Smart rooster. Get away while you still can!
Pat shifts, and his thigh brushes mine. Even encased in jeans, I’m aware of his muscles, pushing the fabric to its limit. I always loved the way his legs and butt hardly fit into pants. Once, we went dancing at some country bar in Austin, and the back of his pants ripped all the way up the seam when he did some kind of ridiculous dance move.
Being this close to Pat requires an exercise in the most careful restraint. I could easily be persuaded to channel all my hurt and anger into a passionate, deliciously angry make out session.
Would that be so wrong? Some angry kissing before I kick him off my property?
Yes. Yes, it would.
I edge away from him, which takes me closer to the hole in the porch step. It’s kind of a toss-up between Pat and the splintered wood, but I think I’m safest with the broken step.
I clench my hands into tight fists, letting them hang between my knees. “So, you’re here. In my town, at my house, no less. How do you know where I live?”
Pat clears his throat and raps his knuckle on the porch. “I’ve been here before, actually.”
My head whips toward him, which is a mistake. We’re still sitting too close, our faces only a foot or so apart. I lean way back, looking awkward and obviously comical, based on the amusement glinting in his eyes.
“When? When did you come here?”
“Must have been about two-and-a-half years ago. Right after my injury, when I came back to Texas. Your mama didn’t tell you I was here?”
Of course—Mama was still here.
Little black dots eclipse my vision. Though I’ve never passed out before, I’m immediately aware that’s what’s happening.

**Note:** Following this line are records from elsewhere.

PR #1583, opened 2020-08-10
Override with env variables the cloud config

MStoykov:
This is how it should've been but ... because of the way this is
configurable ... it is somewhat complicated ...

The alternative to this (at this point) is to have the output know how
to merge the env variables back ... which seems even worse

### DIFF
--- a/cmd/cloud.go
+++ b/cmd/cloud.go
@@ -128,71 +128,32 @@ This will execute the test on the k6 cloud service. Use "k6 login cloud" to auth
 			return err
 		}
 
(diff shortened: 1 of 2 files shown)


imiric:
@MStoykov Could you rebase this on `master`?

MStoykov:
This will have to wait for #1599 as it likely will have conflicts either way

MStoykov:
Given how fragile this code has been in the past and that with https://github.com/loadimpact/k6/issues/1155 we will write completely new version of this handling I am closing this is issue in favor it just getting fixed then.

This basically fixed if you have configured a cloud option through the script, to be able to overwrite it from outside the script. Which is likely is a very rare use case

I wrote an article recently on old-timey words making a comeback, which is the only explanation I can give for what I say just before I start to collapse: “I’m swooning.”
Everything tilts and goes dark. I’m foggy, but slightly aware, like I’m in a strange dream. One in which strong arms cradle me.
Warm hands position my body across something soft and warm. A lap. Pat’s lap.
I have some sensation in my limbs, though I cannot move or respond. I’m not sure how I even would respond to Pat murmuring, “I’ve got you. I’ve got you now, Lindybird.”
If I had all my faculties, I’d find a stick in the yard and beat Pat off with it. Instead, I’m helpless, a rag doll being curled against him. It’s nice here, especially as my conscious mind slips away for seconds or minutes or hours. There is no time here, which means there is no past. No mistakes to atone for.
Just as I’m wishing I could float in timelessness, I begin to come back to myself, feeling a prickling sensation like the pins and needles after your foot has fallen asleep. Something brushes against my cheek—did Pat just kiss me? I try to tell him to get off me, and all that comes out is a mumbling groan.
“That’s my girl. Come on back to me, darlin’。”
As I come into full awareness, I’m embarrassed to realize my head is burrowed deep into Pat’s broad chest. My fingers grip his shirt. I’ve untucked the whole front of it, revealing a tanned and toned stomach I definitely shouldn’t be ogling. This is not the time to count Pat’s abs.
“Let me go, you big oaf,” I grumble.
Pat only chuckles, and there’s a tenderness to the sound as he brushes my hair back from my cheek. “As soon as I’m sure you’re not going to swoon on me again. I thought that word was only reserved for romance novels.”